BEGIN Working data

Issue #1050, opened 2022-02-04
Job.queueName is undefined in sandboxed processor


jgillick:
I'm trying to use a single processor script that will automatically route jobs from all queues to the correct handlers, however, it doesn't seem possible to get the queue name from the job.

**Launch Worker**
```js
const processorFile = path.join(__dirname, `processor.js`);
const worker = new Worker('comms', processorFile);
```

**Processor File**
```ts
export default async function (job: Job) {
    console.log(job.queueName);  // always returns undefined
});
```

I'm using BullMQ version 1.68.1

Any ideas why this would be happening?

manast:
There is no queueName in the job class. Please consider using typescript to eliminate this issues in the future.

manast:
UPDATE.
Yes, there is actually. However, it is not exposed to the sandbox processor. I will mark it as an enhacement.

jgillick:
@manast Thanks. I've submitted a PR for this: https://github.com/taskforcesh/bullmq/pull/1051

PR #1051, opened 2022-02-04
feat(job): add queueName to JobJson

jgillick:
Added queueName to the JobJson type so that it will be available to sandboxed workers.

In response to [#1050](https://github.com/taskforcesh/bullmq/issues/1050)

### DIFF
--- a/src/classes/job.ts
+++ b/src/classes/job.ts
@@ -314,6 +314,7 @@ export class Job<
       failedReason: JSON.stringify(this.failedReason),
       stacktrace: JSON.stringify(this.stacktrace),
       returnvalue: JSON.stringify(this.returnvalue),
+      queueName: this.queueName,
     };
   }
 
@@ -737,7 +738,7 @@ export class Job<
 
   /**
    * Returns a promise the resolves when the job has completed (containing the return value of the job),
-   * or rejects when the job has failed (containing the failedReason). 
+   * or rejects when the job has failed (containing the failedReason).
    *
    * @param queueEvents - Instance of QueueEvents.
    * @param ttl - Time in milliseconds to wait for job to finish before timing out.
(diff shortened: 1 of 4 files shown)


src/interfaces/job-json.ts
```diff
@@ -14,6 +14,7 @@ export interface JobJson {
   stacktrace: string;
   returnvalue: string;
   parentKey?: string;
+  queueName?: string;
```
roggervalf, line 17: I think ? is not needed, queueName should be always present

src/classes/job.ts
```diff
@@ -314,6 +314,7 @@ export class Job<
       failedReason: JSON.stringify(this.failedReason),
       stacktrace: JSON.stringify(this.stacktrace),
       returnvalue: JSON.stringify(this.returnvalue),
+      queueName: this.queueName,
```
roggervalf, line 317: you could modify one of the sandbox test cases to consider this change too

roggervalf (commented):
LGTM, just some minor comments

jgillick:
Thanks @roggervalf. I created an entirely new sandbox unit test for this.

manast (changes requested):
Thanks for the PR. 
Unfortunatelly, and I do not want to be a party pooper :), but we cannot store the queueName in the job structure, since this will take a lot of Redis memory and most importantly it should not be needed. Instead we have to implement it here: https://github.com/taskforcesh/bullmq/blob/master/src/classes/child-processor.ts#L127
Since the original Job class already has a getter that returns the queueName:
https://github.com/taskforcesh/bullmq/blob/master/src/classes/job.ts#L544

roggervalf:
Thanks @manast, sorry @jgillick but currently asJSON method is used in https://github.com/taskforcesh/bullmq/blob/master/src/classes/job.ts#L893, so it would be saved in redis, we should not save queueName as it is a getter as mentioned above. I can take this feature on my own for this changes.

jgillick:
All good. I'll refactor it this week or next. Thank you.

jgillick:
@roggervalf This works. Thank you!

END Working data

**Activity:** For the records above, state how many lines contain "take", and nothing more.

**Solved exercise:** 2